A sociedade ocidental é virada para fora, para a rapidez de estímulos, para as coisas novas e para tendências passageiras. É virada para uma insatisfação que é aliviada com o ter, com a compra, com a aquisição. Naturalmente que após alguns anos deste ritmo, cada vez mais pessoas se virem para movimentos slow. Slow food, slow life. A ideia é distanciar-nos de ritmos alucinantes e superficiais, respirar fundo e experimentar comer, viver, ler, sentir e estar mais devagar. É respirar e fazer uma pausa da alucinação em que nos movemos.
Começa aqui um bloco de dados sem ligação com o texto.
PR #69, opened 2019-11-22
Add Lidar

mihaiolteanu:
Add Lidar to the list of boards discoverable by the ContextBuilder.

Use the DeviceGeneric and DeviceIn classes to implement the Lidar requirements from the Lidar API page [1] and expose the relevant interfaces to the user.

A intimidade na sexualidade é também isto. É afastarmo-nos de estímulos artificiais, tocar mais devagar, beijar mais devagar, abraçar mais longamente, com o corpo todo, utilizar a capacidade plástica de novas ligações no nosso cérebro para aprendermos até onde pode ir a nossa capacidade de receber e dar prazer, de forma saudável, amorosa, tranquila, sem culpa e em segurança. É um lugar onde expectativas e desumanização não têm espaço para existir.

É, em última análise, uma dança onde todos os envolvidos ditam as regras e ritmo da música e dos passos, onde cada momento é disfrutado e apreciado pela sua diferença, pelo seu potencial. É um lugar onde não precisamos de ter medo de sermos inteiros.